Popolari e socialisti sono in grossa difficoltà e perderebbero 39 e 35 seggi. In compenso i liberali ne conquisterebbero 36 in più. La somma dei tre partiti tradizionali fa 438, alla quale vanno aggiunti i 34 verdi e altri sparsi, senza considerare i 56 della sinistra e i 42 previsti per i conservatori. In conclusione nella futura assemblea di Bruxelles sui 705 deputati dell'assemblea almeno 480-490 saranno sicuramente europeisti.

Se la presa del Parlamento sta sfumando, pochi cambiamenti sono in vista anche per la Commissione. Il presidente, che è il capo dell'esecutivo Ue, viene votato dal Parlamento, ma in realtà è scelto dai leader rappresentati nel Consiglio Europeo. Tra i governi dei 28 Paesi dell'Unione - quelli che decideranno - il Ppe è in testa, seguono gli esecutivi guidati da socialisti o dalla sinistra in generale (la Francia di Macron o la Grecia di Alexs Tsipras), poi i liberali. Di governi populisti c'è solo quello della Polonia, dell'Italia e dell'Ungheria di Viktor Orbán anche se quest'ultimo è un membro a tutti gli effetti del Partito popolare.

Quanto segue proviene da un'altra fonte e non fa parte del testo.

PR #1621, opened 2018-09-21
Added more Swagger UI 3 display settings

APErebus:
There is a number of Swagger UI 3 display settings that aren't currently configurable.

I specifically wanted the ability to hide the Models section at the bottom, which if you pass `-1` to `defaultModelsExpandDepth` will hide it.

I also included a couple of other options that seemed appropriate to include.

I also included a custom plugin to allow the disabling of the `Try it out` options. This wasn't something I wanted in our UI (as our auth is a bit fiddly), so this just removes that button.

### DIFF
--- a/src/NSwag.AspNet.Owin/SwaggerUi3/index.html
+++ b/src/NSwag.AspNet.Owin/SwaggerUi3/index.html
@@ -45,6 +45,22 @@ window.onload = function() {
   }
   var urls = {Urls};
 
+  const disableTryItOutPlugin = function() {
+    return {
+      statePlugins: {
+      spec: {
+        wrapSelectors: {
+          allowTryItOutFor: function() {
+            return function() {
+                return {EnableTryItOut};
+              }
+            }
+          }
+        }
+      }
+    }
+  }
+
   // Build a system
   var ui = SwaggerUIBundle({
     url: url,
@@ -54,6 +70,9 @@ window.onload = function() {
     docExpansion: "{DocExpansion}",
     apisSorter: "{ApisSorter}",
     operationsSorter: "{OperationsSorter}",
+    defaultModelsExpandDepth: {DefaultModelsExpandDepth},
+    defaultModelExpandDepth: {DefaultModelExpandDepth},
+    tagSorter: "{TagSorter}",
 
     dom_id: '#swagger-ui',
     deepLinking: true,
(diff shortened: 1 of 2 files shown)


src/NSwag.AspNetCore/SwaggerUi3Settings.cs
```diff
@@ -39,6 +39,18 @@ public class SwaggerUi3Settings<T> : SwaggerUiSettingsBase<T>
...
+        public int DefaultModelsExpandDepth { get; set; } = 1;
+
+        /// <summary>The default expansion depth for the model on the model-example section in Swagger UI 3.</summary>
+        public int DefaultModelExpandDepth { get; set; } = 1;
+
+        /// <summary>Specifies the tag sorter in Swagger UI 3</summary>
+        public string TagSorter { get; set; } = "none";
+
+        /// <summary>Specifies whether the "Try it out" option is disabled in Swagger UI 3.</summary>
+        public bool DisableTryItOut { get; set; } = false;
```
RSuter: I think it would be better to rename this to EnableTryItOut and set to true (avoid negative bools).

src/NSwag.AspNet.Owin/SwaggerUi3/index.html
```diff
@@ -45,6 +45,18 @@
   }
   var urls = {Urls};
 
+  const disableTryItOutPlugin = function() {
+    return {
+      statePlugins: {
+      spec: {
+        wrapSelectors: {
+            allowTryItOutFor: () => () => !{DisableTryItOut}
```
RSuter: Please use ES3 javascript to support all browsers (ie old school functions instead of lambda)

RSuter:
Thanks for the PR! Looks good. I’ve added two comments...

src/NSwag.AspNet.Owin/SwaggerUi3/index.html
APErebus: Yep! Will do

src/NSwag.AspNetCore/SwaggerUi3Settings.cs
APErebus: Can do.

APErebus:
@RSuter updated. Thanks for the feedback

PR #1647, opened 2018-10-03
Owin SwaggerMiddleware IIS issue with SwaggerUI and Application folder

GFlisch:
When deploying on IIS configured with an application folder, the middleware is too strict and doesn't take into account the application folder in the path checks.


RSuter:
I think there’s an additional basepath (or similar) setting for that

PR #1655, opened 2018-10-05
Add CreateWebHostBuilderMethod & AspNetCoreEnvironment setting, implement UseDocumentProvider & DocumentName

### LINKED ISSUE #1654: Discussion: aspnetcore2swagger configuration
Hi @RSuter 

I was digging into how nswag launches a web application, because I was hitting nullref in some places. My discovery was that the [CreateTestServer](https://github.com/RSuter/NSwag/blob/master/src/NSwag.Commands/Commands/SwaggerGeneration/SwaggerGeneratorCommandBase.cs#L206-L209) method here just launches a test server using the Startup class of the target project, this mean the code into the Program.cs file is not run and AFIK the `new WebHostBuilder().UseStartup(startupType)` is not setting up all the defaults like `WebHost.CreateDefaultBuilder` is doing e.g. the only configuration provider (the root cause for my nullrefs) configured when `Startup` is invoked by the **aspnetcore2swagger** command is the [EnvironmentVariablesConfigurationProvider](https://docs.microsoft.com/en-us/dotnet/api/microsoft.extensions.configuration.environmentvariables.environmentvariablesconfigurationprovider?view=aspnetcore-2.1).

What do you think about changing the `CreateTestServer` method from `new WebHostBuilder().UseStartup(startupType)` to `WebHost.CreateDefaultBuilder().UseStartup(startupType)` to have aspnetcore2swagger invoke and run our applications with an environment more close to the development one?

### LINKED ISSUE #1698: Console / NSwag.MSBuild - Adding TypeMappers to AspNetCoreToSwaggerGeneratorSettings
There seems to missing a way to configure `AspNetCoreToSwaggerGeneratorSettings` dynamically when generating code using the MSBuild pipeline.

We have custom `TypeMapper`s that we are adding during `Startup`. However those mappings are not applied when generating clients using MSBuild, causing discrepancies between our actual schema and the clients generated.

We are applying the following mappers (to support NodaTime's Instant and LocalDate):

```csharp
var typeMappers = settings.TypeMappers;

typeMappers.Add(new PrimitiveTypeMapper(
    typeof(LocalDate),
    jsonSchema =>
    {
        jsonSchema.Type = JsonObjectType.String;
        jsonSchema.Format = JsonFormatStrings.Date;
    }));

typeMappers.Add(new PrimitiveTypeMapper(
    typeof(Instant),
    jsonSchema =>
    {
        jsonSchema.Type = JsonObjectType.String;
        jsonSchema.Format = JsonFormatStrings.DateTime;
    }));
```

Is there an undocumented way of applying the same configuration during generation?

RSuter:
Closes #1654, closes #1698

- [x] Add CreateWebHostBuilderMethod setting for scenarios where no (default) Startup.cs is available
    - StartupType setting is ignored when CreateWebHostBuilderMethod is defined
- [x] Add UseDocumentProvider setting support
    - Add DocumentName setting (default: v1)
- [x] Add AspNetCoreEnvironment setting

Breaking changes: 

- UseDocumentProvider will be set to true by default for new documents (previously it was false)
    - Old nswag.json documents without UseDocumentProvider setting will be transformed to false
    - To keep old behavior in the aspnetcore2swagger command you need to explicitly set `/UseDocumentProvider:false`
- Used NetFx in commands upgraded from 4.5.1 to 4.6.1

Usage of UseDocumentProvider:

image


src/NSwag.Commands/Commands/SwaggerGeneration/SwaggerGeneratorCommandBase.cs
```diff
@@ -203,25 +208,54 @@ public async Task<TSettings> CreateSettingsAsync(AssemblyLoader.AssemblyLoader a
...
             {
-                // TODO: Implement proper auto discovery
-                var assemblies = await LoadAssembliesAsync(AssemblyPaths, assemblyLoader).ConfigureAwait(false);
-                startupType = assemblies.First().ExportedTypes.First(t => t.Name == "Startup");
+                // Load configured CreateWebHostBuilder method from program type
+                var segments = CreateWebHostBuilderMethod.Split('.');
+                var programTypeName = string.Join(".", segments.Take(segments.Length - 1));
+                var programType = assemblyLoader.GetType(programTypeName);
+                var method = programType.GetRuntimeMethod(segments.Last(), new[] { typeof(string[]) });
+                return new TestServer((IWebHostBuilder)method.Invoke(null, new object[] { new string[0] }));
```
ilmax: do we want to handle also the case the method doesn't have parameters?

src/NSwag.Commands/Commands/SwaggerGeneration/SwaggerGeneratorCommandBase.cs
```diff
@@ -203,25 +208,54 @@ public async Task<TSettings> CreateSettingsAsync(AssemblyLoader.AssemblyLoader a
...
-            if (string.IsNullOrEmpty(StartupType))
+            if (!string.IsNullOrEmpty(CreateWebHostBuilderMethod))
             {
-                // TODO: Implement proper auto discovery
-                var assemblies = await LoadAssembliesAsync(AssemblyPaths, assemblyLoader).ConfigureAwait(false);
-                startupType = assemblies.First().ExportedTypes.First(t => t.Name == "Startup");
+                // Load configured CreateWebHostBuilder method from program type
+                var segments = CreateWebHostBuilderMethod.Split('.');
+                var programTypeName = string.Join(".", segments.Take(segments.Length - 1));
+                var programType = assemblyLoader.GetType(programTypeName);
```
ilmax: Do we want to trow a meaningful exception when the type is not found?

src/NSwag.Commands/Commands/SwaggerGeneration/SwaggerGeneratorCommandBase.cs
RSuter: Good point, was not sure if this is a possible case...

ilmax:
@RSuter Sorry for being late, I was able to try this one a bit more in depth, so I will write my findings here:

**MsBuild integration**
I was able to run the program, but there are a couple of issues here:

1. It will and run the program, but reading from configuration does not work because [WebHost.CreateDefaultBuilder](https://github.com/aspnet/MetaPackages/blob/f245512f6e68d65309b65528d479f32b34c67718/src/Microsoft.AspNetCore/WebHost.cs#L154) uses the current directory (which is e.g. bin/Debug/netcoreapp2.1 in my case) so I had to override it in Program.cs with:
```csharp
.ConfigureAppConfiguration((context, config) =>
                {
                    config.SetBasePath(@"TheProperPath");
                })
                .UseStartup<Startup>();
```
2. after fixing this one, the app launches, but I got a BadImageFormatException
```
 System.BadImageFormatException: Could not load file or assembly 'System.Data.SqlClient, Version=4.4.0.0, Culture=neutral, PublicKeyToken=b03f5f7f11d50a3a'. Reference assemblies should not be loaded for execution.  They can only be loaded in the Reflection-only loader context. (Exception from HRESULT: 0x80131058)
  File name: 'System.Data.SqlClient, Version=4.4.0.0, Culture=neutral, PublicKeyToken=b03f5f7f11d50a3a' ---> System.BadImageFormatException: Cannot load a reference assembly for execution.
     at Microsoft.EntityFrameworkCore.SqlServerRetryingExecutionStrategy.ShouldRetryOn(Exception exception)
     at Microsoft.EntityFrameworkCore.Storage.ExecutionStrategy.ExecuteImplementation[TState,TResult](Func`3 operation, Func`3 verifySucceeded, TState state)
     at Microsoft.EntityFrameworkCore.Storage.ExecutionStrategy.Execute[TState,TResult](TState state, Func`3 operation, Func`3 verifySucceeded)
     at Microsoft.EntityFrameworkCore.ExecutionStrategyExtensions.Execute[TState,TResult](IExecutionStrategy strategy, Func`2 operation, Func`2 verifySucceeded, TState state)
     at Microsoft.EntityFrameworkCore.Storage.RelationalDatabaseCreator.EnsureCreated()
     at Test.Startup.Configure(IApplicationBuilder app, IHostingEnvironment env, ILoggerFactory loggerFactory, IReflectedPermissionService reflectedPermissionService) in C:\Code\TicketingSolution\PortalAPI\Startup.cs:line 149
  --- End of stack trace from previous location where exception was thrown ---
     at Microsoft.AspNetCore.Hosting.ConventionBasedStartup.Configure(IApplicationBuilder app)
     at Microsoft.Extensions.DependencyInjection.IServiceCollectionExtensions.InjectApiVersionRoutePolicy.<>c__DisplayClass2_0.<Configure>b__0(IApplicationBuilder app)
     at Microsoft.AspNetCore.Hosting.Internal.WebHost.BuildApplication()
```

Please note I'm using the copy @ReferencePaths trick in my csproj e.g. 

```xml
<Copy SourceFiles="@(ReferencePath)" DestinationFolder="$(OutDir)References" />
```

**NSwagStudio**
After setting the Environment via command line
```
set ASPNETCORE_ENVIRONMENT=Development
NSwagStudio.exe
```
Setting the new field appropriately and the correct runtime, I was able to generate the swagger document!

RSuter:
> It will and run the program, but reading from configuration does not work because WebHost.CreateDefaultBuilder uses the current directory (which is e.g. bin/Debug/netcoreapp2.1 in my case) so I had to override it in Program.cs with:

I think there is an option to set the working directory (WorkingDirectory setting?) - have you tried that?

ilmax:
@RSuter yes, I've tried setting the correct location with:

```
.ConfigureAppConfiguration((context, config) =>
	{
		config.SetBasePath(@"TheProperPath");
	})
	.UseStartup<Startup>();
```

But it still result in an exception (see message above)

RSuter:
Im talking about the workingDirectory setting of the nswag cli

ilmax:
Oh, sorry I didn't get that one, I can try again and get back to you

RSuter:
I'll add the AspNetCoreEnvironment setting in the next hours, fix your suggestions and merge this PR

ilmax:
👍

src/NSwag.Commands/Commands/SwaggerGeneration/SwaggerGeneratorCommandBase.cs
RSuter: Added support for method without params + improved exception handling

src/NSwag.Commands/Commands/SwaggerGeneration/SwaggerGeneratorCommandBase.cs
RSuter: Added support for method without params + improved exception handling

RSuter:
@ilmax ok, PR is ready and I now start running some integration tests with it... it should now completely cover your scenarios. Also see updated PR description.

If possible, please test with the following settings:

- use new CreateWebHostBuilderMethod setting
- use new AspNetCoreEnvironment setting
- use WorkingDirectory setting

If everything works as expected, we can merge.

ViRuSTriNiTy:
How exactly do i use the setting `CreateWebHostBuilderMethod `? I cannot find any documentation. The comment in the sources stating `The CreateWebHostBuilder method in the form 'assemblyName:fullTypeName.methodName' or 'fullTypeName.methodName'."` is not saying much, i tried tousand different values getting various exceptions. I assume you had an example why testing this? Where can i find it?

Issue #1626, opened 2018-09-21
Add an `IDocumentProvider` interface and service implementing it


dougbu:
The overall aim of in-progress work in ASP.NET Core 2.2 is to give customers simple ways to annotate their project files for automated code generation during every build (as source API descriptions change). See ASP.NET Core Mvc's [feature/client.code.generation](https://github.com/aspnet/Mvc/tree/feature/client.code.generation) branch and the aspnet/Mvc#7947 high-level issue.

The ASP.NET Core work includes a "generic" document-fetching tool which can get the Open API / Swagger document from a web site project. This tool can download from a URI (with the site running in `TestHost`) but is easier to use when the document provider (e.g. NSwag.AspNetCore) adds a service implementing `Microsoft.Extensions.ApiDescription.IDocumentProvider`. In the NSwag case, the retrieved document would reflect the user's configuration -- unlike when using the `aspnetcore2swagger` CLI tool.

Specific work in this repo would include:
- define chosen `IDocumentProvider` interface in the NSwag.AspNetCore package
  - the generic tool in the Microsoft.Extensions.ApiDescription.Client package does not define this `interface`, allowing providers to choose their favourite signature
- implement `IDocumentProvider` in the same package
- update the `AddSwagger(...)` extension method to register the new `IDocumentProvider` service
  - will likely also require a few other new services in DI, making at least the necessary configuration information available

RSuter:
- AddSwagger() should register this new interface
- UseSwagger*() methods should add the settings to IDocumentProvider service
    - Add a new "option" so that the registered document can have a name/identifier
- IDocumentProvider should serve all documents registered by the UseSwagger*() methods
    - Should provide an api to enumerate all registered documents and name
    - Should provide an api to generate multiple/all documents or just one document by name

rynowak:
Hi Rico,

Some questions about this:

> AddSwagger() should register this new interface
> UseSwagger*() methods should add the settings to IDocumentProvider service

Currently you don't require `AddSwagger` to be called when using `UseSwagger()` - so is it your expectation that those cases would degrade gracefully when `AddSwagger` wasn't called?

> Add a new "option" so that the registered document can have a name/identifier

Does this go on `SwaggerSettings<>`? On `SwaggerGeneratorSettings`? Or external to both:
```
ISwaggerGeneratorSettingsRegistry
{
    SwaggerGeneratorSettings this[string documentName] { get; set; }
}
```

rynowak:
[...]

Issue #984, opened 2017-10-09
Epic: NSwag v12


RSuter:
Next major version v13: https://github.com/RSuter/NSwag/issues/1700

**Breaking changes:**

There are breaking changes but most of them can be fixed by using the renamed method or change a setting. 

Settings

- **The default settings have been updated**, see PR #1719 for details
    - When using an nswag.json file, the old settings are retained and this is not a breaking change.
    - When using the CLI directly (e.g. swagger2csharp command) then these defaults **may be a breaking change** and the previous settings have to be set explicitely to generate the previous output.

Runtime (CLI, NPM, NSwagStudio)

- **Default runtime set to NetCore21 (before WinX64)**
    - Change this in NPM command line with the `/runtime:WinX64` parameter
    - The WinX86/WinX64 command line ASP.NET Core dependencies have been upgraded to 2.1.x (#1696)
    - Upgrade ASP.NET Core dependencies (x64/x86) (#1696) 
    - For more information, see https://github.com/RSuter/NSwag/wiki/Assembly-loading

NSwag.AspNetCore (middlewares)

- **The API of the ASP.NET Core middlewares have been changed** (easy fix)
    - All public **and** not obsolete methods are now completely based on [AspNetCoreToSwaggerGenerator](https://github.com/RSuter/NSwag/wiki/AspNetCoreToSwaggerGenerator)
        - The old [WebApiToSwaggerGenerator](https://github.com/RSuter/NSwag/wiki/WebApiToSwaggerGenerator) based methods are still available but deprecated and will be removed in v13 (#1700)
    - `AddSwaggerDocument()/AddOpenApiDocument()`
        - Document configuration moved to `AddSwaggerDocument(configure)` in `ConfigureServices()` (before in `UseSwaggerWithApiExplorer()`)
    - `UseSwaggger()`
        - `UseSwagggerWithApiExplorer()` is now just `UseSwagger()` in `Configure()`
        - `SwaggerRoute` renamed to `Path` (#1728)
    - `UseSwaggerUi*()`
        - Web UI methods now **only register the UI** and do not serve `swagger.json` anymore (use an additional call to `UseSwagger()`)
        - `UseSwaggerUi3WithApiExplorer()` no longer exists, use `UseSwagger()` and `UseSwaggerUi3()` in `Configure()`
        - `UseSwaggerReDoc()` renamed to `UseReDoc()`
        - `SwaggerUiRoute` renamed to `Path` (#1728)
[...]

PR #1658, opened 2018-10-09
Add `IDocumentProvider` service and its implementation

dougbu:
- #1626
- does not "provide an api to generate multiple / all documents"; could be layered on this work
  - otherwise, meets requirements listed in #1626
- assumes the following answers to open questions in #1626 (generally means everything is opt-in)
  - without an `AddSwagger()` call, `IDocumentProvider` service will not exist
  - registered document name / identifier is new `SwaggerSettings<>.DocumentName` property
    - document is not registered unless `DocumentName` is non-`null` i.e. `IDocumentProvider` won't know about it
    - `SwaggerSettings<>.MiddlewareBasePath` and `SwaggerRoute` are independent of `DocumentName`
  - middleware does not depend on the `IDocumentProvider` or registrar services; duplicating some code
- many thanks to @rynowak for writing this proposal

### DIFF
--- a/src/NSwag.AspNetCore/DocumentRegistry.cs
+++ b/src/NSwag.AspNetCore/DocumentRegistry.cs
@@ -1,0 +1,52 @@
+﻿//-----------------------------------------------------------------------
+// <copyright file="DocumentRegistry.cs" company="NSwag">
+//     Copyright (c) Rico Suter. All rights reserved.
+// </copyright>
+// <license>https://github.com/NSwag/NSwag/blob/master/LICENSE.md</license>
+// <author>Rico Suter, mail@rsuter.com</author>
+//-----------------------------------------------------------------------
+
+using System;
+using System.Collections.Generic;
+
+namespace NSwag.AspNetCore
+{
+    internal class DocumentRegistry
+    {
+        private readonly Dictionary<string, RegisteredDocument> _documents;
+
+        public DocumentRegistry()
+        {
+            _documents = new Dictionary<string, RegisteredDocument>(StringComparer.Ordinal);
+        }
+
+        public RegisteredDocument this[string documentName]
+        {
+            get
+            {
+                if (documentName == null)
+                {
+                    throw new ArgumentNullException(nameof(documentName));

I singoli commissari saranno quindi espressione delle famiglie politiche tradizionali, con degli innesti proporzionali di questi tre Paesi. Nulla fa pensare a cambiamenti radicali. Anche la lista dei papabili per la presidenza non fa immaginare a una rivoluzione imminente. L'ultimo arrivato è Alexander Stubb, ex premier della Finlandia, outsider del Ppe con una vocazione molto europeista. Il favorito rimane, l'attuale capogruppo all'Europarlamento Manfred Weber. Bavarese della Csu. In sintonia con il centrodestra italiano e anche con la Lega, ma non populista.